See more (Spoiler Alert!) »

User Reviews

 
Compelling and absorbing depiction of human struggles...
19 February 2002 | by (United States) – See all my reviews

A very enjoyable film! Reynolds captures the essence of man's struggle with right & wrong, good & evil, on several levels in this realistic depiction of the Soviet-Afghan conflict. It was both meaningful and entertaining. I gave it an 8.

The internal conflicts of the characters reflect the many ways that people reconcile and deal with their emotions and beliefs vis-à-vis the roles thrust upon them by war and duty- the soldier, the faithful, the victim, the oppressor, the revenge-seeker and the order-follower. Each main character struggles at some point with his or her decisions in the face of right and wrong, duty and morality. It is the results of these choices that guide the film to transcend the events of war, and delve into the universal questions of how and why man struggles with real and painful choices.

Although the film does prove to be quite predictable, the underlying messages are timeless and well depicted.
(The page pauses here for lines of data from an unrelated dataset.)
PR #982, opened 2023-02-20
WIP: [AMQ-8320] Add JMS 2.0 JMSProducer deliveryDelay support

mattrpav:
1. DeliveryDelay producer value set to ActiveMQ header for scheduler
2. DeliveryTime value stored as message header on produce
3. DeliveryTime header removed on consume

### DIFF
--- a/activemq-client/src/main/java/org/apache/activemq/ActiveMQMessageConsumer.java
+++ b/activemq-client/src/main/java/org/apache/activemq/ActiveMQMessageConsumer.java
@@ -629,6 +629,9 @@ public class ActiveMQMessageConsumer implements MessageAvailableConsumer, StatsC
                 }
             });
         }
+        if (m.propertyExists(ActiveMQMessage.JMS_DELIVERY_TIME_PROPERTY)) {
+            m.setJMSDeliveryTime(m.getLongProperty(ActiveMQMessage.JMS_DELIVERY_TIME_PROPERTY));
+        }
         return m;
     }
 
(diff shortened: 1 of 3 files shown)


cshannon:
I assume this is targeted for 5.19.0 at this point? It would be good to cut off 5.18.0 so we can release it soon.

mattrpav:
@cshannon No rush to get it into 5.18.0. It was a pretty small change, so I thought I'd put it out here for discussion at least.

gemmellr:
Since message objects can be reused/resent, and might already have an existing value for JMSDeliveryTime, it should always be setting the JMSDeliveryTime value on send even if there isnt a delay, to ensure the JMSDeliveryTime value on the message after send reflects behaviour of that send and not some previous send or receive.

That doesnt mean it has to transit a delivery time on the wire...ideally it wouldnt if there is no delay being requested for this send...just that after send the local message object should report the delivery time for that send. Elsewhere I added an internal message method to set the value and note whether it is for transmission.

It doesnt feel like it should be setting a message property at all, only a header. I don't expect the TCK tests which check additional properties arent being added to the messages are using delivery-delay at the time..but they could. I know the older 'message property extension' scheduling stuff uses one, but its not clear to me this needs to. They could just be treated as separate mechanisms, which they kind of are already as you have to choose to respect the new value on the producer or the old one on the message. Theres no reason the broker couldnt do the same, and this new mechanism essentially ignore that old prop.

jbonofre:
I added milestone on GH to indicate the target version for PR. This one is targeted for 6.1.0 (updated the Jira too).

PR #983, opened 2023-02-21
[AMQ-9225] Remove j2ee management dependency as it is no longer part …

mattrpav:
…of JEE spec

Approach:

Implement self-hosted interfaces to replace the J2EE management statistics interfaces


cshannon:
This generally seems fine to me to remove as long as tests pass and things like OSGi don't break, etc. There's no real reason we need to have it for the broker internally and if user still needs the jar they can easily add it themselves.

cshannon (commented):
This generally seems fine to me to remove as long as tests pass and things like OSGi don't break, etc. There's no real reason we need to have it for the broker internally and if user still needs the jar they can easily add it themselves.

PR #989, opened 2023-03-14
[AMQ-9161] Mark JDBC JournalPersistenceAdapter as deprecated for removal

mattrpav:
This replaces #931


cshannon (commented):
Marking as deprecated seems fine but it might be a good idea to add some comments as to why it's being removed, replacement in the future etc in case someone updates and their build flags it.

mattrpav:
> Marking as deprecated seems fine but it might be a good idea to add some comments as to why it's being removed, replacement in the future etc in case someone updates and their build flags it.

@cshannon comments added.

jbonofre (approved):

cshannon (approved):

cshannon:
This commit broke the ActiveMQ schema parsing with the extra javadoc comment blocks, fixed in #990

PR #995, opened 2023-03-30
[AMQ-9237] Add META-INF/services to activemq-client-jakarta

mattrpav:


cshannon (changes requested):
This shows that we really need tests. We likely need to use Maven here to and do something where we fork another JVM. We should really run the client against a broker to verify it can connect and work so I think that needs to be included as part of this. We need to verify all the transports work in a real test that isn't ignored.

cshannon:
Alright, can go ahead and get this merged so we can do 5.18.1 as need to get this fixed but for 5.19.0, especially with more planned changes we definitely can't release without automated testing in some way.

cshannon (approved):

PR #324, opened 2024-01-22
Clean up testing and linting workflows

Jakob-Unfried:


Jakob-Unfried:
@jhauschild as discussed. how do you like the path `tests/linting.py` for the *non*-pytest file?

PR #325, opened 2024-01-22
Fix typos in docs

p-thoma:
A list of typos I (and some credit goes to my IDE) found whilst reading the documentation over the last while :)

### DIFF
--- a/doc/contr/build_doc.rst
+++ b/doc/contr/build_doc.rst
@@ -1,4 +1,4 @@
-Bulding the documentation
+Building the documentation
 =========================
 
 You can use `Sphinx <https://www.sphinx-doc.org>`_ to generate the full documentation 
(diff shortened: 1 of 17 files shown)


p-thoma:
I was also wondering, why the bullet-lists do not get rendered in the contributing section - as this would greatly enhance the readability of this section (I does work for me locally though - so the .rst files containing the lists are correctly formatted)...

Jakob-Unfried:
> I was also wondering, why the bullet-lists do not get rendered in the contributing section - as this would greatly enhance the readability of this section (I does work for me locally though - so the .rst files containing the lists are correctly formatted)...

There is currently something wrong with the readthedocs build, see #322.
I expect that this might just work once we get it to build correctly again...

PR #338, opened 2024-02-15
Clean up docstring of DMRGEngine.run

Jakob-Unfried:


Jakob-Unfried:
@jhauschild any idea why the doc build fails here...?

A moving story with good character development artistically filmed and approached realistically. The brutality and violence of war is not gratuitous, and the anti-war message is delivered superbly.

I highly recommend this film to all audiences... not just war-film buffs. With the US presence in Afghanistan today, the film should serve to help understand that conflict and this one in regards to the human components that are so often overlooked.
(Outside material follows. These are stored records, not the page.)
PR #343, opened 2024-02-20
Test: build wheels in test-pypi workflow

Jakob-Unfried:
This is not intended to be merged.
I just need a place to run github actions to test them.

### DIFF
--- a/.github/workflows/publish-test-pypi.yml
+++ b/.github/workflows/publish-test-pypi.yml
@@ -1,6 +1,9 @@
-name: Upload Python Package to test.pypi
+name: Build wheels and Upload Python Package to test.pypi
 
 on:
+  # on PR : TODO just for testing
+  pull_request:
+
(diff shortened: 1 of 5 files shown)


Jakob-Unfried:
Notes on what is going on here:
- The publish-test-pypi action (and I assume the same goes for the publish-pypi) did not work; the wheel was built using a wrong linux spec. This is my attempt at building proper wheels. Should also have the benefit of providing native wheels for apple silicon machines
- The action that publishes to testPyPI is supposed to run when a tag is pushed. I have set it to run on PRs temporarily, so I can test it here
- To make it work, I needed to require a newer version of setuptools, which requires python >= 3.7, so that would be a hard requirement now.
- the dependency on h5py prevents us to build wheels for some architectures (32bit windows, i686 linux). I have not tried hard to make it work for those platforms...

PR #351, opened 2024-02-29
Fix error for RAM prediction for NearestNeighbor models

p-thoma:
A `NearestNeighbor` model might not have an attribute `options`. Therefore predicting the RAM might have failed when the model was not derived from a `MPOModel` or when sites are grouped in a Simulation.


Jakob-Unfried:
Correct. Thanks!
Dont worry about the action. It just failed to upload the code coverage results, since your fork doesnt have the access rights.
I will fix the action soon, to skip that step on unmerged PRs.
Anything missing? If not I would merge?

p-thoma:
Ok perfect, thank you!

PR #354, opened 2024-03-08
Rewrite mixer_cleanup

### LINKED ISSUE #298: Rewrite Mixer Cleanup
This feature come up during the discussion in #288 

> - [ ] Rewrite `mixer_cleanup` to do the "proper" thing rather than the hack to perform another SVD sweep: do SVDs of the psi._S and absorb them into the neighboring tensors.
> A bit tricky how to update the environments, though. We could
>     1. properly update all of them, even though in most cases that's probably not needed?
>     2. just update the environments on the very left/right saved by get_resume_data() and clear the rest to be recomputed on demand.

Jakob-Unfried:
Fixes #298

There is an optimization decision regarding updating the environments.
If they are needed again, it is much cheaper to update them at this point then to recompute them later.
On the other hand, there is a descent chance they will not be needed again and updating them is unnecessary overhead.
The current implementation updates all of them.
Could introduce an argument to control the behavior?
Updating them here is O(L w chi^3).

### DIFF
--- a/tenpy/algorithms/mps_common.py
+++ b/tenpy/algorithms/mps_common.py
@@ -714,14 +714,77 @@ class Sweep(Algorithm):
         """Cleanup the effects of a mixer.
 
         A :meth:`sweep` with an enabled :class:`~tenpy.algorithms.mps_common.Mixer` leaves the MPS
-        `psi` with 2D arrays in `S`.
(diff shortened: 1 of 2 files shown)


Jakob-Unfried:
Needs better test coverage.
There are no tests that fail if I perturb the code with some choice typos.

PR #355, opened 2024-03-08
Errors on unhandled JW strings

### LINKED ISSUE #282: missing jordan-Wigner strings for some functions

Jakob-Unfried:
Fixes #282.

### DIFF
--- a/tenpy/networks/mps.py
+++ b/tenpy/networks/mps.py
@@ -4092,6 +4092,9 @@ class MPS(BaseMPSExpectationValue):
 
         i = self._to_valid_index(i)
         if isinstance(op, str):
+            if self.sites[i].op_needs_JW(op):
+                msg = 'Applying operators that need JW strings is not supported yet'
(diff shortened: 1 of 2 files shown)


Jakob-Unfried:
@p-thoma ping

jhauschild:
For reference: see also commit 74a0d4eada2ca294c3daf3c00c00e839beed5632 generalizing this a bit to actually handle JW strings by looking at charges

Issue #314, opened 2023-11-02
feature: add more consistency and error checks


jhauschild:
With Frank Pollmann and @p-thoma, we discussed today that we should add more consistency / error checks of reasonable parameters, and print big, fat warnings or even make it opt-in (by manually overriding threshold parameters) to keep running in certain instances.

Let me list a couple of examples, the list should probably be extended when implementing this:

- [x] Cylinder DMRG with way too large Ly
- [x] too large truncation errors e.g. in variational algorithms like DMRG
- [x] too large truncation errors during time evolution should stop the evolution
- [x] too large time steps for trotterization etc
- [x] Excessive use of prediction for spectral function post-processing
- [ ] spectral function: gaussian windowing too blurry? not enough t points for meaningful fourier trafo?
- [ ] there's probably more things we should check, think about what else.

Jakob-Unfried:
@p-thoma can you do a check on the time in spectral function following the pattern in #364?

p-thoma:
@Jakob-Unfried does it make sense to include a `consistency_check` call in `TimeEvolutionAlgorithm.run` (directly after 
dt is read out) ? In this way one could always warn for too large `dt` when performing a time evolution? Or move smth. like that into `Simulation.run` ?

Jakob-Unfried:
> @Jakob-Unfried does it make sense to include a `consistency_check` call in `TimeEvolutionAlgorithm.run` (directly after dt is read out) ? In this way one could always warn for too large `dt` when performing a time evolution? Or move smth. like that into `Simulation.run` ?

I decided not to, because we only need to check for small time steps if the time evolution is trotterized, and there could be evolutions which have exact evolution operators. In fact, `RandomUnitaryEvolution` is one such case

p-thoma:
> > @Jakob-Unfried does it make sense to include a `consistency_check` call in `TimeEvolutionAlgorithm.run` (directly after dt is read out) ? In this way one could always warn for too large `dt` when performing a time evolution? Or move smth. like that into `Simulation.run` ?
> 
> I decided not to, because we only need to check for small time steps if the time evolution is trotterized, and there could be evolutions which have exact evolution operators. In fact, `RandomUnitaryEvolution` is one such case.
> 
> So there currently are checks for large dt only where trotterization is actually performed, i.e. in build_U for TEBD and for MPOEvolution

Ok thanks! I see now why this is done in `calc_U` :)

jhauschild:
[...]

PR #364, opened 2024-03-13
Add consistency checks

Jakob-Unfried:
Adressing some of #314


Jakob-Unfried:
should we use a dedicated pattern for the names of those cfg:options ?

Jakob-Unfried:
This is an implementation for v0.99 that only warns. I would turn on the errors for v1.0.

A note regarding other user's comments: The film was subtitled. It seems that some saw it without the subtitles for some reason. If you are one of those people, you really must view it with them. Rent it. I cannot imagine truly understanding the full scope of the film without the benefit of the Afghan dialog. Also, the "Americanization" of the soviet dialog not only serves to draw parallels between that conflict and the Vietnam War, but it universalizes the struggles of war and allows the viewer to empathize on a human level- not just a political one. In our long human history, how often have these basic human conflicts occurred... particularly in times of war and oppression and injustice?